*Data extract*:
────────────────────

Issue #1813, opened 2016-06-14
Make "Tell them to support 2FA" tweets more constructive


troy:
The current "Tell them to support 2FA" button, which sends a tweet, has a few problems. It:
- implicitly assumes that Web apps have either never heard of 2FA or would benefit from one more otherwise-unrecognized person saying it would be valuable. For nearly all Web apps, that's not the case. Either (a) they've considered 2FA and prioritized it (possibly based on information that the user isn't aware of, like how hard it is to handle edge cases like lost 2nd factor devices), or (b) they're not familiar with 2FA and are so clueless as to be a lost cause (and the person reading their tweets isn't going to change that).
- encourages thinking of the Web app operators as enemies (a "them") to be talked at, rather than as collaborators who are equally concerned about security. The current flow encourages fire-and-forget one-way tweets, not useful two-way conversations.
- puts quantity above quality, because people click many of the buttons - including many services they don't personally use. Example screenshot below. If getting 2FA was as simple as mass-sending the same tweet to every Web service, it would already be implemented 😄  A user sending 25 or 50 canned tweets is the advocacy equivalent of a stereotypically rant-y comment on a local newspaper's comment section: it's someone making themselves feel better.
- omits what would actually be useful: a user's own personal story why 2FA in that app would be particularly helpful to them. In any even halfway-clued company, someone has considered or is considering 2FA. However, it's possible that the product manager is underestimating the impact or overestimating the work, and personal stories, not form-letter tweets, are what would reveal miscalculations ("Oh, I never considered that use case").

So, proposed improvements:
- change the button label and default tweet text to something which invites a two-way dialog. For example, a "Learn more about their plans" button which drafts "Hey, I noticed Service doesn't support 2FA. Could you tell me a little about your thoughts on 2FA?"
- discourage clicking all the buttons. Possible implementations: cap the # of uses of the button per browsing session and/or require the user to type a portion of each tweet (like finishing a sentence) and/or change the button to say "I use Service" so it's clear that the button is meant to be used a few times, not 25 times
- encourage personal anecdotes. This could be an empty portion of a sentence that the user is expected to complete: "I use Service and.." Of the different ways to trade less quantity for more quality, this is my favorite because anecdotes (a) have more impact than canned tweets ever can, and (b) share information (use cases) which might make the Web app re-examine how they prioritized 2FA.

Here's an example of how the current button gets used. This is one of many pages of tweets from the same person:

[...]

Issue #1212, opened 2015-07-11
Different means of contacting the sites not supporting TFA


Carlgo11:
Right now we only support Twitter to ask companies to support TFA. Maybe we could add Facebook & Email as well since some sites don't use Twitter or don't listen to tweets mentioning them.

mxxcon:
Is there a way to create ready-to-use facebook post?

Carlgo11:
Nope. But we could link them to the FB page and then they could tell them themselves.

dullroar:
I would add to this that I actually think using social media to do this is wrong, wrong, wrong from a security point of view. Think about it - you are basically telling the world (unless these things are sent as private messages, but it doesn't look that way) that you have an account at a site that doesn't support 2FA. So if the bad guys can figure out who you are from your Twitter handle (usually not hard) they're already have another interesting piece of info about you - that you bank at Poorly Protected Bank & Trust, which opens up things to social engineering as well as just trying to figure out your account and password.

RichJeanes:
That's a bit of a fallacy. You run that same risk every time you hand your debit or credit card to a waiter/waitress/cashier. More so, in fact, because they could then skim your card and get more than just your name and bank.

dullroar:
No, that argument is a red herring. Because I am handing it off to one person at a time, not the whole world with a searchable hash tag. The point is to not needlessly increase the attack surface, as opposed to getting bogged down in the whole, "Well, you're exposed over here anyway" argument. Because if that's the case, why use 2FA at all, if we're f----ed already?

dullroar:
To avoid getting into an argument, I would rather that notifications to orgs that don't support 2FA be made by private IM, not public tweet.

RichJeanes:
If you are concerned about that, then feel free to message them privately. While using a public medium may increase your attack surface (though to what degree is arguable), the point of making the statement publicly is to draw attention to the issue and spread awareness. A lot more people use Twitter than may necessarily know about twofactorauth.org which means the message can reach a grater audience and get more people contacting the service about providing TFA. How anyone wishes to display their support, whether publicly or privately, is completely up to them. We don't force anyone to use Twitter, though, yes, we do encourage it through including the link to try to spread awareness.

mxxcon:
@dullroar Part of it is intentional public shaming. To make a public statement that everybody can see that such-and-such doesn't support 2FA.
[...]

PR #1816, opened 2016-06-17
Update tweet link text and tweet (#1813)

troy:
See #1813. This:
- makes the tweet more constructive, and updates the link label to reflect that
- lets the user finish the tweet with why they want it or how they'd use it
- removes the `@TWITTERHANDLE` fake personalization, which is (a) cheesy when repeated in many tweets (looks like a spambot) and (b) a waste of characters now, since the changes above make it much more personal
- updates the translations

### DIFF
--- a/_data/languages.yml
+++ b/_data/languages.yml
@@ -1,11 +1,11 @@
 # Languages should be categorized according to ISO 639-1
 # Language codes (including within data files) should be in lowercase
 de:
-  work_tweet: Hallo! Was sind Ihre Gedanken auf Zwei-Faktor-Authentifizierung? Ich würde es gerne, weil ich
+  work_tweet: Hallo @TWITTERHANDLE! Was sind Ihre Gedanken auf Zwei-Faktor-Authentifizierung? Ich würde es gerne, weil ich
   progress_tweet: Vielen Dank für die Fortschritte bei der Zwei-Faktor-Authentifizierung, @TWITTERHANDLE!
 en:
-  work_tweet: Hi! What are your thoughts on two factor auth? I'd like it because I
+  work_tweet: Hi @TWITTERHANDLE! What are your thoughts on two factor auth? I'd like it because I
   progress_tweet: Thanks for working on support for two factor auth, @TWITTERHANDLE!
 sv:
-  work_tweet: Hej! Vad är dina tankar om två faktor auth? Jag skulle vilja det eftersom jag
+  work_tweet: Hej @TWITTERHANDLE! Vad är dina tankar om två faktor auth? Jag skulle vilja det eftersom jag
   progress_tweet: Tack för att ni arbetar på two factor authentication, @TWITTERHANDLE!
--- a/_data/languages.yml
+++ b/_data/languages.yml
@@ -1,12 +1,11 @@
 # Languages should be categorized according to ISO 639-1
 # Language codes (including within data files) should be in lowercase
 de:
-  work_tweet: Sicherheit ist wichtig, @TWITTERHANDLE. Bitte aktiviert Zwei-Faktor-Authentifizierung auf eurer Webseite.
+  work_tweet: Hallo! Was sind Ihre Gedanken auf Zwei-Faktor-Authentifizierung? Ich würde es gerne, weil ich
   progress_tweet: Vielen Dank für die Fortschritte bei der Zwei-Faktor-Authentifizierung, @TWITTERHANDLE!
 en:
-  work_tweet: Security is important, @TWITTERHANDLE. We'd like it if you supported two factor auth.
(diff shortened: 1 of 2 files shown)


Carlgo11:
Just out of curiosity, how are the users able to send the message to the correct place without a twitter handle?

troy:
@Carlgo11: good point. My intent was only to modify the tweet body, but I was acting like these were @ reply tweets. I think there's a strong argument that they should be reply tweets rather than mentions like they are now. That said, I'll retain the current behavior of mentions for now. Re-adding that now.

troy:
@Carlgo11: added at least enough to preserve the current mention behavior.

IMO, these should be @ reply tweets, like:

```
@blah Hi! ..
```

.. so they're only visible to people who care about both the sender and the recipient ([more](https://support.twitter.com/articles/14023)). That seems more fitting, since this tweet is fairly specific to the recipient - unlike the "Thanks!" tweet, it's hard to see this as general-interest. I can make that change if anyone wants.

In the interest of making this PR as narrow as possible, I didn't make that change. AFAIK this PR should be good as-is.

Carlgo11:
as of right now we provide a template for people to easily contact a company and request 2FA.
The template can easily be changed by the user to personalize the message better.
While I like the idea of not making tweets look like they're being sent from a spambot I dislike the idea of providing an unfinished template.
That will just result in unfinished tweets.

Rather than enable the users to speak freely it gives the impression of one of those standardized tests where you're supposed to finish the sentence correctly.

I think your goal would easier be achieved by giving the users an empty template.
However our intension with the template is to provide an easy alternative to writing a new tweet to the company in question.

I have seen lots of people costomize their #SupportTwoFactorAuth tweets. (Even though it's a very small minority of the tweets)

Again, I like your idea but I think this is the wrong way to achieve it.

//Carl

troy:
> However our intension with the template is to provide an easy alternative to writing a new tweet to the company in question.

I think that's a mediocre or even counterproductive goal. #1813 explains why, but the gist is:
- at best, it makes zero impact except making the user feel better (placates them)
- at worst, it wastes an opportunity for a useful conversation, inaccurately makes the user think they've contributed, and makes the user look bad in the process

This really comes down to whether the project is actually trying to increase the adoption of 2FA, or just encourage venting. The current tweet is venting, but it's not going to affect 2FA adoption.

The threshold for action needs to be higher than clicking "Tweet this!" because the threshold for making an impact is higher than that. If someone isn't willing to write 5-10 words, then they're tweeting to placate themselves, not to encourage 2FA adoption.

RichJeanes:
To be fair, I don't think it's necessarily wrong to play off the expected laziness of users. We don't expect people to actually modify the tweet before sending it, so I'd rather see a complete sentence sent out than an unfinished prompt. If someone wants to edit the tweet before sending it, they're more than welcome to. 

Also, another part of it is just to generate usage of the hashtag. If the hashtag gets used enough, it has the possibility of garnering interest from Twitter visitors, not just 2fa.org visitors through trending and searches.

Also, just fyi, Twitter recently changed their policy and image links and @ mentions don't count toward the 140 character limit any more, IIRC.

troy:
> To be fair, I don't think it's necessarily wrong to play off the expected laziness of users.

I think that comes down to the project goal. If you "don't expect people to actually modify the tweet before sending it," it doesn't encourage 2FA, it just recreates the tunnel-vision perspectives that local newspaper comment sections are known for. It's talking at someone, not talking with them.

If the goal is lots of rant-y tweets, it'll accomplish that, but that won't affect 2FA adoption. I want to see 2FA adopted, which is why I'm arguing for quality over quantity. Lots of inane tweets aren't the barrier to adoption.

If you see awareness of 2FA among less- or non-technical users as a problem, then encourage sending a single tweet in support of the concept or this site/project (without any mentions other than maybe this site). For example: "I'd love to have two factor authentication everywhere, so I #SupportTwoFactorAuth. Here's how you can too: http://.."

Basically, split out the case where talking "at" people is fine (general advocacy) from the case where talking "at" people (current tweet directed at Web apps) is painfully counterproductive.

RichJeanes:
It may be cynical of me, but if someone isn't curious enough to get interested in 2FA from a tweet, I don't think the wording in that tweet is going to change that. 

I also find it interesting that we are discussing the practical opposite of someone else who argued that someone tweeting at just the specific sites they use was a problem (information leak). Now we face the argument that spamming tweets is a problem instead of cherry picking. I love how much variety in discussion this project generates. (I believe that point was made [here](https://github.com/2factorauth/twofactorauth/issues/1212), but the user seems to have deleted their comments for some reason...)

troy:
So, is this dead? If so, the goal of at least the tweet feature, if not the whole project, looks much more about throwing stones than actually increasing 2FA adoption.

────────────────────

*Requirement*:
Please retype the listing word for word, from its first line through the line containing "button, which sends", and add nothing else.

*Reply to the exercise*:
Issue #1813, opened 2016-06-14
Make "Tell them to support 2FA" tweets more constructive


troy:
The current "Tell them to support 2FA" button, which sends a tweet, has a few problems. It:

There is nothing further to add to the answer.